Todesschüsse in St. Georg

Kriminalroman

dotbooks.

Kapitel 1

Dem Reisenden, der die fünf Stufen zum Villon hinabgestiegen war und die Tür mit einem entschlossenen Ruck öffnete, beschlugen die Brillengläser. Einen Augenblick lang erschien ihm die in Zwielicht gehüllte Kneipe wie das Vorloch zur Hölle. Hilflos verharrte er auf der Schwelle, den Türgriff noch in der Hand, und versuchte sich zu orientieren. Eine Lachsalve scholl ihm entgegen, Beifall brandete auf. Doch galt beides nicht ihm, dem Provinzler, wie er im nächsten Moment beruhigt feststellen sollte, sondern dem Vortrag einer rothaarigen jungen Frau in schwarzem Lederkostüm. Sie saß rechts von der Eingangstür auf einem kleinen Podest – »Bühne« wäre zu viel gesagt – und las aus einem schwarzen Büchlein vor. Der Reisende rief sich den gelben Plakatanschlag in Erinnerung, der den Gästen außen an der Tür entgegenleuchtete und den auch er im Vorübergehen flüchtig wahrgenommen hatte.
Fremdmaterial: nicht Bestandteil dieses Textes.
PR #831, opened 2026-02-19
Evaluation refactoring (step 1): refactor config loading

Kobzol:
This PR refactors how the task evaluation context is loaded from disk. The previous code was hard to understand, and did a bunch of magic and stateful stuff. After the refactoring, it should hopefully be much clearer what is going on here.

I also changed the naming, which I plan to use more extensively in future PRs.

Pipeline will be named Workflow, and a single pipe will be called Job (to mirror terminology from GitHub Actions).

I also did some targeted compatibility breaks:
- It is no longer possible to load custom Pipe/Job implementations from the `script.py` file. I had no idea that something like this is even possible :D It was used by Dan in one of his tasks. I checked that the task should not be used anymore (and doesn't even work today anyway), and haven't found any other tasks on the server that would use this.
- It is no longer possible to specify `files` in the `config.yml -> tests` field nor in `tests.yml`. It was not used in any existing tasks, except for one of Dan's very old tasks.

This change also fixed a test ordering bug, which was not ordering tests correctly according to the order in `tests.yml`, and removes output of missing `Test` attribute in `task_detail.html` (the Test instance has no `assignment` field, no idea what that was).

I saw that many tasks use the `EvaluationContext` in `script.py::gen_tests`, and they access the `meta` field and the `create_test` method. Ideally, we should be only passing something with a very limited API to the scripts to avoid them accessing *whatever they want*, but for now I kept backwards compabitility to avoid too many changes at once.

### DIFF
--- a/evaluator/evaluation.py
+++ b/evaluator/evaluation.py
@@ -440,7 +440,7 @@ def record_test_files(tests: Dict[str, Test], task_path: str):
         name = f.split(".")[0]
         path = os.path.join(task_path, f)
 
-        n = f[len(name) + 1:]
+        n = f[len(name) + 1 :]
         if n in ["in", "out", "err"]:
             get_test(name).files["std" + n] = TestFile(File(path), n == "in")
 
--- a/common/evaluate.py
+++ b/common/evaluate.py
@@ -71,7 +71,7 @@ def evaluate_submit(request, submit, meta=None):
     meta = {
         **get_meta(submit.student.username),
         "before_announce": not is_teacher(submit.student)
-                           and submit.assignment.assigned > timezone.now(),
+        and submit.assignment.assigned > timezone.now(),
         "deadline": submit.assignment.deadline,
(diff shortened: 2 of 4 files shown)


evaluator/evaluation.py
```diff
@@ -182,146 +199,252 @@ def required_files(self):
...
+        return WorkflowConfigParseResult(
+            config=WorkflowConfig(queue=queue, timeout=timeout, tests=tests, jobs=jobs),
+            unknown_keys=unknown_keys,
+        )
+
+
+@dataclasses.dataclass()
+class WorkflowConfigParseResult:
+    config: WorkflowConfig
+    unknown_keys: list[str] = dataclasses.field(default_factory=list)
```
geordi: I think, I remember, we decided to keep using `List` and related types from `typing`. So I assume, we can use `list` from now on (or it may happed without me noticing :-) ).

Dienstag, 1. Oktober – Krimiabend im VillonEppendorfer Kaiser-Schnitt ...

Auch der Name der Vortragenden hatte da gestanden, Kinky Atemnot. Kein guter Name, dachte der Reisende. So hieß doch kein Mensch. Sicher ein Pseudonym.

Unterdes breitete sich im Inneren der Kneipe Unmut aus. »Tür zu!«, rief jemand. »Rein oder raus!«, kreischte eine schrille Stimme.
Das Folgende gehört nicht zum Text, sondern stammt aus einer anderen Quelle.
PR #787, opened 2025-11-29
Rooms

geordi:
Let's start exam signup by adding a notion of rooms into the Kelvin.

PR #841, opened 2026-03-22
Ip filtering vue

SimonAdamek:
Allow submission uploads and task viewing only from defined classroom IP ranges

**Models**

- Added a new RoomIpRange model
- A Room can have multiple IP ranges

**Edit Task Page**

- Added a new field displaying a list of rooms (only for exam task type)
- The list is searchable and sorted by checked/unchecked status, then alphabetically

**IP-Based Access Control**

- Added a decorator to common/utils.py 
- used in web/views/student.py endpoints
- API also validates client IP addresses to prevent direct POST requests from unauthorized sources

**Administrator Page**

- Added a custom form to the Room model page
- Allows adding classrooms using IP ranges or CIDR notation

Basically same as #724 only based on new Vue.JS EditTask page.

First commit is 457d3fa9b8860d6e4e434e05852fa3f15efca4a0

img3
img2
img1

Related to #586


Firestone82:
I can smell that "Too big PR" from @Kobzol around the corner. 👀
But I had just a small look, and it looks like you kinda mixing naming and utility usage in frontend.

You have written new `utilities/useSvelteStoreInVue.ts` when tehre is already `utilities/useSvelteStore.ts`. So this should be merged together?

And also folder naming should be somehow identical, so there is no kebab and camel case next to each other.

SimonAdamek:
@Firestone82  

That "Too big PR" is actually this one: https://github.com/mrlvsb/kelvin/pull/789. This one is built on top of it, which is why, before merge, both commits were displayed here, making it look even bigger...

common/models.py
```diff
@@ -236,6 +236,15 @@ class Meta:
         verbose_name_plural = "classes"
 
 
+class ClassroomIpRange(models.Model):
```
Kobzol: I think you missed https://github.com/mrlvsb/kelvin/pull/787? We already have models for rooms and for `RoomIpRange`. Could you please base your work on top of that? Should hopefully be a small-ish change.

common/submit.py
```diff
@@ -96,6 +101,12 @@ def store_submit(request: HttpRequest, assignment: AssignedTask) -> Submit:
     if client_ip:
         s.ip_address = client_ip
 
+    if assignment.allowed_classrooms:
```
Kobzol: The logic about empty `allowed_classrooms` should be within `is_allowed_from_ip`, so that callers of this method cannot forget about performing this check.

common/migrations/0030_classroomiprange_assignedtask_allowed_classrooms.py
```diff
@@ -0,0 +1,27 @@
+# Generated by Django 4.2.16 on 2025-10-23 12:06
```
Kobzol: The migrations should be reworked; delete all of the added migrations and generate them afresh from the latest version of the code.

common/models.py
```diff
@@ -137,6 +138,17 @@ def __str__(self):
         return f"{self.code} - {self.capacity} seats"
 
 
+class RoomIpRange(models.Model):
+    ip_range_start = models.GenericIPAddressField()
+    ip_range_end = models.GenericIPAddressField()
+    room = models.ForeignKey(
+        Room, on_delete=models.SET_NULL, blank=True, null=True, related_name="ip_ranges"
```
Kobzol:
```suggestion
        Room, on_delete=models.CASCADE, null=False, related_name="ip_ranges"
```

common/models.py
```diff
@@ -257,6 +270,23 @@ def is_past_deadline(self):
             and datetime.datetime.now(datetime.timezone.utc) > self.deadline
         )
 
+    def is_allowed_from_ip(self, ip: str) -> bool:
+        ip = ipaddress.ip_address(ip)
```
Kobzol: This will raise `ValueError` if the IP address is invalid, and more importantly if it is `None`. I guess then we have to decide what do we do. A safer option is to reject, but that can cause some false positives, hmm.

Let's allow it for now (`return True`), but also log a warning that the IP address was not parsed correctly. Include the IP address content and the assignment name in the log message.

common/models.py
```diff
@@ -257,6 +270,23 @@ def is_past_deadline(self):
...
+
+        if not self.allowed_rooms.all().exists():
```
Kobzol: Let's eagerly fetch the rooms into a local list variable, otherwise every `.all()` call can create a separate SQL query. For bonus points, use https://docs.djangoproject.com/en/dev/ref/models/querysets/#prefetch-related to prefetch `ip_ranges`.

common/models.py
```diff
@@ -257,6 +270,23 @@ def is_past_deadline(self):
...
+            return True
+
+        allowed = False
+
+        for room in self.allowed_rooms.all():
+            for room_range in room.ip_ranges.all():
+                start = ipaddress.ip_address(room_range.ip_range_start)
+                end = ipaddress.ip_address(room_range.ip_range_end)
+
+                allowed |= start <= ip <= end
```
Kobzol: There is no need for `|=`. Once we find an allowed range, we can eagerly exit with `return True`. After the nested cycles, the function should have `return False`, and the `allowed` variable is not needed.

common/utils.py
```diff
@@ -92,6 +97,59 @@ def get_client_ip_address(request: HttpRequest) -> IPAddressString | None:
...
+        try:
+            assignment = AssignedTask.objects.get(pk=assignment_id)
+        except AssignedTask.DoesNotExist:
+            raise Http404(f"AssignedTask with id {assignment_id} not found")
+
+        # allow after deadline
+        if assignment.deadline is not None and timezone.now() > assignment.deadline:
+            return function(*args, **kwargs)
+
+        if assignment.allowed_rooms:
```
Kobzol, line 138: There is a missing `else` condition that forwards to `function(*args, **kwargs*)`, right?

common/utils.py
```diff
@@ -92,6 +97,59 @@ def get_client_ip_address(request: HttpRequest) -> IPAddressString | None:
...
+            x_forwarded_for = request.META.get("HTTP_X_FORWARDED_FOR")
```
Kobzol: Please use `get_client_ip_address` to find the IP address, so that we have unified logic for this everywhere.

api/views/default.py
```diff
@@ -732,6 +745,15 @@ def set_subject(task):
...
                     },
                 )
+
+                if "allowed_rooms" in cl:
+                    allowed_rooms = []
+                    for class_id in cl["allowed_rooms"]:
+                        room_object = Room.objects.get(pk=class_id)
+                        allowed_rooms.append(room_object)
+
+                    assigned_task.allowed_rooms.set(allowed_rooms)
```
Kobzol, line 755: Does this automatically update the object? Don't we have to call `assigned_task.save()` after?

common/utils.py
```diff
@@ -92,6 +97,59 @@ def get_client_ip_address(request: HttpRequest) -> IPAddressString | None:
         return IPAddressString(client_ip)
 
 
+def ip_address_check(function):
```
Kobzol:
```suggestion
def assignment_ip_check(function):
```

web/views/student.py
```diff
@@ -824,11 +826,13 @@ def submit_download(
 
 
 @login_required
+@ip_address_check
```
Kobzol: This shouldn't be here.

web/views/student.py
Kobzol, line 317: `submit_download` and `unmark_solution_final_mark` miss the decorator.

common/admin.py
```diff
@@ -140,6 +145,60 @@ class SubmitAdmin(admin.ModelAdmin):
     autocomplete_fields = ["assignment"]
 
 
+class RoomIpRangeAdminForm(forms.ModelForm):
+    use_cidr = forms.BooleanField(required=False, label="Enter CIDR instead of range")
+
+    ip_range_start = forms.GenericIPAddressField(required=False)
+    ip_range_end = forms.GenericIPAddressField(required=False)
+    cidr = forms.CharField(required=False, label="CIDR address (10.0.0.1/24")
```
Kobzol:
```suggestion
    cidr = forms.CharField(required=False, label="CIDR address (10.0.0.1/24)")
```

frontend/src/Teacher/EditTask/RoomsSelect.vue
```diff
@@ -0,0 +1,128 @@
...
+          :id="'classroom' + room.id"
+          :checked="room.isSelected"
+          type="checkbox"
+          class="form-check-input"
+          @change="() => toggleItem(room)"
+        />
+        <label class="form-check-label" :for="'classroom' + room.id">{{ room.code }}</label>
+      </div>
+
+      <small v-if="selectedCount === 0" class="text-black">No classrooms found</small>
```
Kobzol: This always shows "no classrooms found" when *no classroom is selected*, that doesn't make much sense 😅

frontend/src/Teacher/EditTask/RoomsSelect.vue
```diff
@@ -0,0 +1,128 @@
...
+
+const selectedRooms = defineModel<number[]>({
+  required: false
+});
+
+let allRooms = ref<Room[]>(null);
+
+const vClickOutside = clickOutside;
+
+onMounted(async () => {
```
Kobzol: If there will be 20 classes, then every one of them will load the classrooms list separately (and it also produces an annoying flash after the page is loaded :) ). Could you please load the list of classrooms once in `EditTask`, and then pass it as a prop to all `RoomsSelect` components?

frontend/src/Teacher/EditTask/RoomsSelect.vue
```diff
@@ -0,0 +1,128 @@
...
+interface ViewRoom extends Room {
+  isSelected: boolean;
+}
+
+let { onDuplicateClick, disabled = false } = defineProps<{
+  onDuplicateClick: (selected: number[]) => void;
+  disabled: boolean;
+}>();
+
+const selectedRooms = defineModel<number[]>({
```
Kobzol: Why `defineModel`? 🤔 We don't have two-way binding of this, right?

Kobzol (commented):
Thank you, this is really cool! I'm still not 100% sure if the decorator approach is the right one, and I'm sure we missed some endpoints, but let's try it. Left a bunch of comments on the implementation.

common/models.py
SimonAdamek: I assumed that IP addresses would only be entered into the system via the admin interface, where the system checks if the input contains a valid IP address. There is also a check for empty fields.

api/views/default.py
SimonAdamek: It works, and according to the documentation, that should be enough.

```
Note

Note that add(), aadd(), create(), acreate(), remove(), aremove(), clear(), aclear(), set(), and aset() all apply
database changes immediately for all types of related fields. In other words, there is no need to call save()
asave() on either end of the relationship....
```

[Many-to-many relationships](https://docs.djangoproject.com/en/dev/ref/models/relations/#django.db.models.fields.related.RelatedManager.set)

common/models.py
Kobzol: But in this method we check the IP that comes from a user HTTP request, not an IP configured in the admin interface.

api/views/default.py
Kobzol: Thanks!

web/views/student.py
SimonAdamek: I completely agree with `submit_download`, but `unmark_solution_final_mark` is only for teachers - no one else can remove the mark, so why should it be filtered?

Kobzol: Right, I forgot that only teachers can do that, nevermind then.

common/models.py
SimonAdamek: Oh, I'm sorry, you're absolutely right.

frontend/src/Teacher/EditTask/RoomsSelect.vue
SimonAdamek: The `selectedRooms` are stored in the `AssignedTask` object that is loaded and saved in the EditTask component. This is a two-way binding because we want to display the previously saved classes and save the new ones after they are selected.

Kobzol: Hmm, I don't like that :laughing: I'd rather store the source of truth at a single place (the parent), and then make the child component (`RoomsSelect`) just read the prop from the parent and update it via an event. Having a model here, especially one bound to the field of an object that comes from a remote API, feels very magical.

But I at least understand it now, thank you. Let's leave it as it is for now.

common/models.py
```diff
@@ -270,22 +268,27 @@ def is_past_deadline(self):
             and datetime.datetime.now(datetime.timezone.utc) > self.deadline
         )
 
-    def is_allowed_from_ip(self, ip: str) -> bool:
+    def assignment_ip_check(self, ip: str) -> bool:
+        print(self.allowed_rooms.exists())
```
Kobzol: Leftover print.

common/models.py
```diff
@@ -270,22 +268,27 @@ def is_past_deadline(self):
             and datetime.datetime.now(datetime.timezone.utc) > self.deadline
         )
 
-    def is_allowed_from_ip(self, ip: str) -> bool:
+    def assignment_ip_check(self, ip: str) -> bool:
```
Kobzol: `is_allowed_from_ip` was a good name, I wanted to rename `ip_address_check` to `assignment_ip_check`, the decorator 😅

common/models.py
Kobzol: This would still produce unnecessary queries:
Image

I tried with this:
```python
allowed_rooms_list = self.allowed_rooms.prefetch_related("ip_ranges").all()
        if not allowed_rooms_list:
            return True

        try:
            ip = ipaddress.ip_address(ip)
        except ValueError:
            logging.warning(
                "Invalid IP address: {} while attempting to access AssignedTask {}".format(
                    ip, self.task.name
                )
            )
            return True

        for room in allowed_rooms_list:
```

which seems to do the minimal amount of work required:
Image

Kobzol (commented):
Thank you for the edits, left a few more comments.

SimonAdamek:
GitHub tests are failing during the migration check, but I see in the log  

`performed for database connection 'default': connection failed: connection to server at "127.0.0.1", port 5432 failed: Connection refuse.
 Is the server running on that host and accepting TCP/IP connections?`

 This isn't my fault, is it?

Kobzol:
Oh, turns out that the CI error was actually caused by this PR. The migrations were not regenerated (the error message from `makemigrations --check` is quite confusing...).

Kobzol (approved):
Thank you! And sorry for the long review.

PR #842, opened 2026-03-22
Make .well-known directory accessible

DanielKrasny:
Even though `.well-known/security.txt` file was added (#760), it was never accessible on that path, not even locally. I added a static URL pattern to cover `.well-known` directory. For nginx, I added a new volume with static data and modified the config, since `collectstatic` won't include this file, no matter it's present in the static directory.

Additionally, I modified the content of `security.txt` file to comply with [RFC 9116](https://www.rfc-editor.org/rfc/rfc9116).

### DIFF
--- a/deploy/nginx.conf
+++ b/deploy/nginx.conf
@@ -48,6 +48,11 @@ http {
             gzip_vary on;
         }
 
+        location /.well-known {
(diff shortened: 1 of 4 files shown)


Kobzol (approved):
Thank you!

Die Stimme tat dem Mann an der Tür fast körperlich weh. Einen Moment noch hielt er inne, fast hätte er den Rückzug angetreten, aber dann wagte er sich doch in die Rauchschwaden und den Alkoholdunst hinein und zog die Tür hinter sich zu.

An der Theke fand er sich neben einem halbwüchsigen Jugendlichen wieder, der ihn zwar wütend anstarrte, aber dennoch höflich zur Seite rückte, als er sich neben ihn stellte. Mit gedämpfter Stimme, um kein weiteres Aufsehen zu erregen, bestellte er eine Schorle aus Johannisbeersaft. Nachdem er sich die Brille geputzt hatte, blieb sein Blick an einer Heiligenfigur hängen, die im Regal hinter dem Tresen neben diversen Gläsern stand, freundlich dem zur Tür Hereinkommenden, wer immer es auch sein mochte, zugewandt. In den altrosafarbenen Rosen, die sie gegen ihre Brust presste, verbarg sich ein Kruzifix. Die heilige Elisabeth von Thüringen, um die sich die wohl bekannteste Legende vom Rosenwunder rankte, konnte es der Kleidung nach nicht sein. Er tippte auf Thérèse Martin von Lisieux, die »kleine heilige Therese«. Auch sie wurde ja oft mit Rosen in der Hand dargestellt. Mit Heiligen kannte er sich aus, hätte in dieser Umgebung jedoch keinen von ihnen erwartet. Der Junge neben ihm zum Beispiel war doch sicher noch keine vierzehn Jahre alt. Was hatte das Kind abends in einer Kneipe zu suchen? Die Eltern gehörten bestraft! Kopfschüttelnd wandte er sich der winzigen Bühne zu und konzentrierte sich auf Kinky Atemnots Lesung.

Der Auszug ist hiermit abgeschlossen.